● **Your assignment**: What is needed is an exact copy of every entry.

● **Data section**:
PR #8247, opened 2026-07-29
fix(rust): avoid double allocation in pyo3 getters for collection fields (trim/type/escape)

rubytobi:
Originated [here](https://github.com/sqlfluff/sqlfluff/pull/8224#discussion_r3670201506), I looked a bit further and applied it to other call sites as well.

<!--Thanks for adding this feature!-->                                                                                                                                                                                            

<!--Please give the Pull Request a meaningful title for the release notes-->                                                                                                                                                      

Several pyo3 getters (`trim_start`, `trim_chars`, type sets, escape replacements) were cloning their underlying Rust collections into an intermediate `Vec` before converting to a Python object, allocating twice per call. This adds a shared helper (`pyo3_helpers.rs`) to convert directly into a `PyTuple`/Python object, and updates the getters in `arena.rs`, `arena_py.rs`, `python.rs`, and `token.rs` to use it, cutting the redundant allocation.

`trim_start`/`trim_chars` now return as a `PyTuple` instead of `Vec<String>` on the Python side; any callers relying on list-specific mutation of these values would need updating (tuples are immutable).

### Pull Request checklist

● **Reply**:
PR #8247, opened 2026-07-29
fix(rust): avoid double allocation in pyo3 getters for collection fields (trim/type/escape)

rubytobi:
Originated [here](https://github.com/sqlfluff/sqlfluff/pull/8224#discussion_r3670201506), I looked a bit further and applied it to other call sites as well.

<!--Thanks for adding this feature!-->                                                                                                                                                                                            

<!--Please give the Pull Request a meaningful title for the release notes-->                                                                                                                                                      

Several pyo3 getters (`trim_start`, `trim_chars`, type sets, escape replacements) were cloning their underlying Rust collections into an intermediate `Vec` before converting to a Python object, allocating twice per call. This adds a shared helper (`pyo3_helpers.rs`) to convert directly into a `PyTuple`/Python object, and updates the getters in `arena.rs`, `arena_py.rs`, `python.rs`, and `token.rs` to use it, cutting the redundant allocation.

`trim_start`/`trim_chars` now return as a `PyTuple` instead of `Vec<String>` on the Python side; any callers relying on list-specific mutation of these values would need updating (tuples are immutable).

### Pull Request checklist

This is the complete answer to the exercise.